Would you go through the records below and copy each line with the string "master"?
(DATASET RECORDS begins)
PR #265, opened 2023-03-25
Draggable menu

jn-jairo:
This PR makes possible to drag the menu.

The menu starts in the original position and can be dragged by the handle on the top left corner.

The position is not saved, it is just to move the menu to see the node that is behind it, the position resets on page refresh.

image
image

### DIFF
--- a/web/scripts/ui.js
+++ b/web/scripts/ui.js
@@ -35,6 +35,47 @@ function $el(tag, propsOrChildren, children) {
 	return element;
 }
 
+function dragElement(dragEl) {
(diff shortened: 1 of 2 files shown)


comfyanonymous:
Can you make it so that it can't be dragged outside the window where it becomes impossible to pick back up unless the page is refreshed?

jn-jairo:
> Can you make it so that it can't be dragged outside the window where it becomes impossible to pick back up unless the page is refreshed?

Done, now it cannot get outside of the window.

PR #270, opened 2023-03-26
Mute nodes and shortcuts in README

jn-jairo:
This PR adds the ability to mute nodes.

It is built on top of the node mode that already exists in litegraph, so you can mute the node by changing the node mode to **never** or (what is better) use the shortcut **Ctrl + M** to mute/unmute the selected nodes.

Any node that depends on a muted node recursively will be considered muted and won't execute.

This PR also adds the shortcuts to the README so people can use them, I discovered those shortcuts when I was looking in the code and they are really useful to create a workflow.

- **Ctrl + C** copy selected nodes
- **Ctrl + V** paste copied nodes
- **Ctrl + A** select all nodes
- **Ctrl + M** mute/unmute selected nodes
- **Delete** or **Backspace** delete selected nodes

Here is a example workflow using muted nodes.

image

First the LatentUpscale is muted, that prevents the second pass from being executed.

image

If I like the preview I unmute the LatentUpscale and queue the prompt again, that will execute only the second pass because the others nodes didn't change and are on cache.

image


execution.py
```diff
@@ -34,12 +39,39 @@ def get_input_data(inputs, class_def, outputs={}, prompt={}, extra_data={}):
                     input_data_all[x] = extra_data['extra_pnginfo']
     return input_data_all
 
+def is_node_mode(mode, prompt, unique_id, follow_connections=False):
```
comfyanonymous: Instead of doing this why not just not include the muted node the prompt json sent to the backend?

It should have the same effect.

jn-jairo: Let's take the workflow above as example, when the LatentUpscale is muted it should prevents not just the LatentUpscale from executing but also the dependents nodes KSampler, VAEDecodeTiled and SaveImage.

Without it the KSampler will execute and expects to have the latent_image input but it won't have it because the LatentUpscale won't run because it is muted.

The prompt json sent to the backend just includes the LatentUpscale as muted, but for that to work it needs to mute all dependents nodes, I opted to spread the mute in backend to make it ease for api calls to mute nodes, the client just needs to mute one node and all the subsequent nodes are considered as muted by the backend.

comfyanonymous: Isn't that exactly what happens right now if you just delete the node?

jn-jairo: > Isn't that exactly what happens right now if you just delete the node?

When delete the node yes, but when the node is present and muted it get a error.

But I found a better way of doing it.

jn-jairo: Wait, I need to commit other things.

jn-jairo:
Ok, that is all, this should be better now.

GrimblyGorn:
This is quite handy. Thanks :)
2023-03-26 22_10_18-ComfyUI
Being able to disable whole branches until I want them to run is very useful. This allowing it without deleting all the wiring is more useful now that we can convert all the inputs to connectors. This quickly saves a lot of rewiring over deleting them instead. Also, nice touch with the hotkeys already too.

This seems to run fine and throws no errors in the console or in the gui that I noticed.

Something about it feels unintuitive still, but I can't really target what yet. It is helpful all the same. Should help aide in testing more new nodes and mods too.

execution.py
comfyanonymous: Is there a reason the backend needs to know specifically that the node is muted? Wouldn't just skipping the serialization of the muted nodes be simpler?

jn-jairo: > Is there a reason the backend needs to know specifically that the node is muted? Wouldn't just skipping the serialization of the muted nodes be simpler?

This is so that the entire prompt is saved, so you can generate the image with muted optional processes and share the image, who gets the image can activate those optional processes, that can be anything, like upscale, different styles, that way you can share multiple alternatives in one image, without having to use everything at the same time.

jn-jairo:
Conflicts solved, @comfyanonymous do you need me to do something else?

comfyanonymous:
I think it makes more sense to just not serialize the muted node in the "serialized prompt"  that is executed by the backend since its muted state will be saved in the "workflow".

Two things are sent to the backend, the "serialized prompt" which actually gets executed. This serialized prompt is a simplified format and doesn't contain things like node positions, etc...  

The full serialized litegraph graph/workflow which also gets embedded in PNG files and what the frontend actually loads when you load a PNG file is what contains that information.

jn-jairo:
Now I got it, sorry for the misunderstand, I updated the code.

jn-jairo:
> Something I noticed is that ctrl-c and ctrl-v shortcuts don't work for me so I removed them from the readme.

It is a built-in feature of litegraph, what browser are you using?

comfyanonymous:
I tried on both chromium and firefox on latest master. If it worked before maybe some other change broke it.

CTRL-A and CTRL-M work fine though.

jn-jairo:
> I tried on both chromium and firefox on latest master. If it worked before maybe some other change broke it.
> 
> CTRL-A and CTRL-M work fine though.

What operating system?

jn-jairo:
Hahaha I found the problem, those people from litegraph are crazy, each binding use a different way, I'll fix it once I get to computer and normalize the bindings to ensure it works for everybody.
(DATASET RECORDS ends)
### [OUTPUT OF THE TASK]
I tried on both chromium and firefox on latest master. If it worked before maybe some other change broke it.
> I tried on both chromium and firefox on latest master. If it worked before maybe some other change broke it.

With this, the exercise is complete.